Directions for this task ->
Lines with the word "uifabric" are the answer; copy each of them from the data below.

Collected data entries
.....
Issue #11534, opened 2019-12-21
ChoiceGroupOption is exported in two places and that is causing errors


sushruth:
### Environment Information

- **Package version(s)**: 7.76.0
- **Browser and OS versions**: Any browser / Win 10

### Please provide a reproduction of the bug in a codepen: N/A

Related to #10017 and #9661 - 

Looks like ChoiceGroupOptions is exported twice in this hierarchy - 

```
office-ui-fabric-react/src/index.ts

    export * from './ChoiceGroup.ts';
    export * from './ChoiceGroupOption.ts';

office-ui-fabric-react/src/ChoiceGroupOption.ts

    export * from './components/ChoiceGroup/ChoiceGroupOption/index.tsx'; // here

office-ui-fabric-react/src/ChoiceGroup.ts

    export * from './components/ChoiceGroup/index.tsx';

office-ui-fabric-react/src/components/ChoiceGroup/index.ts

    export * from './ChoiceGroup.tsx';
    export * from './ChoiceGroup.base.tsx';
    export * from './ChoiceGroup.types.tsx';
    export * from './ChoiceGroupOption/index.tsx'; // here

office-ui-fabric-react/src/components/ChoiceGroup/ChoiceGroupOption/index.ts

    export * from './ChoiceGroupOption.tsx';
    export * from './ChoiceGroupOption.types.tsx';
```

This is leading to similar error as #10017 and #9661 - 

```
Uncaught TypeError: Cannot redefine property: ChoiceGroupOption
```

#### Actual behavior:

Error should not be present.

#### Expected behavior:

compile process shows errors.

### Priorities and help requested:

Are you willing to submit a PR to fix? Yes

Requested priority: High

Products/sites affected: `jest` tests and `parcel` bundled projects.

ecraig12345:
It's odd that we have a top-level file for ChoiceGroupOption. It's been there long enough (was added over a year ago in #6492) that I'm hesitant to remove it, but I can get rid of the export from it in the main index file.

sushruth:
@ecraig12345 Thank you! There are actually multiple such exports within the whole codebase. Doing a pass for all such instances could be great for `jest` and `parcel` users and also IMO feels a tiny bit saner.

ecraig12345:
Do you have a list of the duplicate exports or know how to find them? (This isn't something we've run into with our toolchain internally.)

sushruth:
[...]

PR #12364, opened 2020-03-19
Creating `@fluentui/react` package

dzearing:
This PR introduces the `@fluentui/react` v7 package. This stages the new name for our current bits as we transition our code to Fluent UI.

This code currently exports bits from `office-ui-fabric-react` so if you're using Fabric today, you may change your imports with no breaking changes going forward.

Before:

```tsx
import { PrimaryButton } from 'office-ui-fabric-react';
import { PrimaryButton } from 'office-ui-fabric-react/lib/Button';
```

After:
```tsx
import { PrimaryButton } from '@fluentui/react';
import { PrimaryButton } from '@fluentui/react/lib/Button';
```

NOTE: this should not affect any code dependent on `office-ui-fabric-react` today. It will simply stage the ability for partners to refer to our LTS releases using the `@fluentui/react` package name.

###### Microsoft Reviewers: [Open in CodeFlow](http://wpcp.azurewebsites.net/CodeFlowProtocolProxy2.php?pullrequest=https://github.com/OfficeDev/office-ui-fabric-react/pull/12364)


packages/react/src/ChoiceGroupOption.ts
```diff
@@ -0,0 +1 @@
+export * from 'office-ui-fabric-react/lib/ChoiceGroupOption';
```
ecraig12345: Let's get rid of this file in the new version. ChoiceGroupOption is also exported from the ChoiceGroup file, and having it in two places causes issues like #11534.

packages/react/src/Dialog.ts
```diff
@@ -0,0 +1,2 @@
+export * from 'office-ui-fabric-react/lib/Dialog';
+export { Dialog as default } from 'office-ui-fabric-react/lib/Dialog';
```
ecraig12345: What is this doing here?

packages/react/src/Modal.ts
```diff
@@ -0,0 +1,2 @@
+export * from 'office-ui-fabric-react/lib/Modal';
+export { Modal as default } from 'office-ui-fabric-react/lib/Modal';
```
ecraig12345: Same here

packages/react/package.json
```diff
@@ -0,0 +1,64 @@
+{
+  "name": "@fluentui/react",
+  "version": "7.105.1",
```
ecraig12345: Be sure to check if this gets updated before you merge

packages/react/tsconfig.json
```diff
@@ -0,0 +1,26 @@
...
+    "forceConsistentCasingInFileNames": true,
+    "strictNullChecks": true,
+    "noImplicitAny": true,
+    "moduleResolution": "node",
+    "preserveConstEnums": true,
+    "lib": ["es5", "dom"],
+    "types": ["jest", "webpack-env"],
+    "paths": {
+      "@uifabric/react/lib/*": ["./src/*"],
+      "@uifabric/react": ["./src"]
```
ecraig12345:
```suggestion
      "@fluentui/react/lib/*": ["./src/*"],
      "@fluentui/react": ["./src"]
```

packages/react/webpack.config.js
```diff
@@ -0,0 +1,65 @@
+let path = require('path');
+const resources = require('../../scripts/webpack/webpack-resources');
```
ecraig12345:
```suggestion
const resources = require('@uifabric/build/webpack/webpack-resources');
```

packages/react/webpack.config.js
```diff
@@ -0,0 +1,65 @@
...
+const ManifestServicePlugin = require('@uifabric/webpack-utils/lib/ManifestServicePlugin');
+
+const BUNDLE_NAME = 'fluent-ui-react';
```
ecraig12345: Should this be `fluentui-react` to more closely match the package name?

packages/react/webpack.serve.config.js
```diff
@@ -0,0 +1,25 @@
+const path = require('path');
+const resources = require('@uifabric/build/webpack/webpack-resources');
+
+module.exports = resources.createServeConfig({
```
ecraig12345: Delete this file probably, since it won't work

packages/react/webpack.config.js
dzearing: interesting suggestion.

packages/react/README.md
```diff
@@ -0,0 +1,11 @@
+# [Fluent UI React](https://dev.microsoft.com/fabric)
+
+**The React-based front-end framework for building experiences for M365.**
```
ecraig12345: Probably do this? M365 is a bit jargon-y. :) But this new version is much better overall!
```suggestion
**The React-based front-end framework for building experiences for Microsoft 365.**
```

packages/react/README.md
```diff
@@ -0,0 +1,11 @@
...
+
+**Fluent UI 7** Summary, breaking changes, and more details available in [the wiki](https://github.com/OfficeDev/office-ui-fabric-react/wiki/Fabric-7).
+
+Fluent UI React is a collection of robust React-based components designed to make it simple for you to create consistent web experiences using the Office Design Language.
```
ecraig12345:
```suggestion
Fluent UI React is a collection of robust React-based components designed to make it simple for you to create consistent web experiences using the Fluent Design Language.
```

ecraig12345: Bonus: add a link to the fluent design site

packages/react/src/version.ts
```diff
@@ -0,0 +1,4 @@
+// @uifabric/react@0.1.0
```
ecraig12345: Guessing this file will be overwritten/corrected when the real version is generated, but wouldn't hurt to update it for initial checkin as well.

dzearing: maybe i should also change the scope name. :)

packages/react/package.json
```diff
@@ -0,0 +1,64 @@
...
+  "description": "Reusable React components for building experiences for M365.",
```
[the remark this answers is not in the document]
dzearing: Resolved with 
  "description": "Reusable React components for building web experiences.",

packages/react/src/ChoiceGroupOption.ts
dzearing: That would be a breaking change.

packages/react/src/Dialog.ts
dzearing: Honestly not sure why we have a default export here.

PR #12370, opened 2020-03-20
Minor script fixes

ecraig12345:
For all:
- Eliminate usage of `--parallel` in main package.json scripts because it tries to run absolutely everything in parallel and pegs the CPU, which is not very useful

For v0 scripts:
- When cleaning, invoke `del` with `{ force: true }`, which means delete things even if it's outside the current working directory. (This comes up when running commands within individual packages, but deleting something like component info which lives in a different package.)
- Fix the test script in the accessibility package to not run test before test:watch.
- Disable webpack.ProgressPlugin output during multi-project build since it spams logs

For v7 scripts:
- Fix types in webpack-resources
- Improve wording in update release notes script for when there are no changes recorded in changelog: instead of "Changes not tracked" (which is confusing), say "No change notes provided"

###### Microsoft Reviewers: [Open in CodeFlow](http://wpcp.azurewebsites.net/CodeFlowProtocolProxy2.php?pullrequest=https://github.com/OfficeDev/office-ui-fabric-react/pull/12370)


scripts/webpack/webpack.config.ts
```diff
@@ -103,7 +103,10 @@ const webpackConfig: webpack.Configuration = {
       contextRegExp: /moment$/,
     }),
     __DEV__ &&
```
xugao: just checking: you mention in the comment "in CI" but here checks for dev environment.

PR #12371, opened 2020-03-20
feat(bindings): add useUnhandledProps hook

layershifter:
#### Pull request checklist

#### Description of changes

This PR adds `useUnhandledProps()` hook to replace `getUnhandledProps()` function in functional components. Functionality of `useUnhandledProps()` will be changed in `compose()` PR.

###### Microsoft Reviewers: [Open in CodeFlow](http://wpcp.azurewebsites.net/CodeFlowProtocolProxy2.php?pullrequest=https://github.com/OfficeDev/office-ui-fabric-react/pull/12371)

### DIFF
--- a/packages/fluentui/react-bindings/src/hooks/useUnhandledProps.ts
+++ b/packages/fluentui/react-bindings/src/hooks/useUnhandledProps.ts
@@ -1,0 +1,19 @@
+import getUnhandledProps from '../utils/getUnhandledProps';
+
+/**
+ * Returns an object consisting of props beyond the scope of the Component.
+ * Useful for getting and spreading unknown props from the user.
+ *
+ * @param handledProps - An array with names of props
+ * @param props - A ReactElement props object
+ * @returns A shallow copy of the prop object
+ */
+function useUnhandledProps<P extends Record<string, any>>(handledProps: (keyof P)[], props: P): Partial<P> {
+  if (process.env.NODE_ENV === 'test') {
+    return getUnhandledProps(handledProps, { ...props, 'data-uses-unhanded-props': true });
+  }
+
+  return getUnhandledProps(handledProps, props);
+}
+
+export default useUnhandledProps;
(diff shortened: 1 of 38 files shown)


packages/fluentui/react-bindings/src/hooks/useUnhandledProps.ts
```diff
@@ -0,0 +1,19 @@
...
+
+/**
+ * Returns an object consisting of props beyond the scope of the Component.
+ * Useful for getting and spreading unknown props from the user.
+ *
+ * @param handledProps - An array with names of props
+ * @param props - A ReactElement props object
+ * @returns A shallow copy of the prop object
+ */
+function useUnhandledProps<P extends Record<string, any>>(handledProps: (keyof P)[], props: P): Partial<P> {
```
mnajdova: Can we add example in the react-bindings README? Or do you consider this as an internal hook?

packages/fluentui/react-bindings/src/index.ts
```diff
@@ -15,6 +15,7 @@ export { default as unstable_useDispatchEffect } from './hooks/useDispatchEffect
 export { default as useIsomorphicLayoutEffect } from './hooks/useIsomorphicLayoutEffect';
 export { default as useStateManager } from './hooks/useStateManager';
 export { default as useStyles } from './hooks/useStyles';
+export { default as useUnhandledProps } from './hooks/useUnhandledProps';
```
.....
Response to the task ->
+      "@uifabric/react/lib/*": ["./src/*"],
+      "@uifabric/react": ["./src"]
const resources = require('@uifabric/build/webpack/webpack-resources');
+const ManifestServicePlugin = require('@uifabric/webpack-utils/lib/ManifestServicePlugin');
+const resources = require('@uifabric/build/webpack/webpack-resources');
+// @uifabric/react@0.1.0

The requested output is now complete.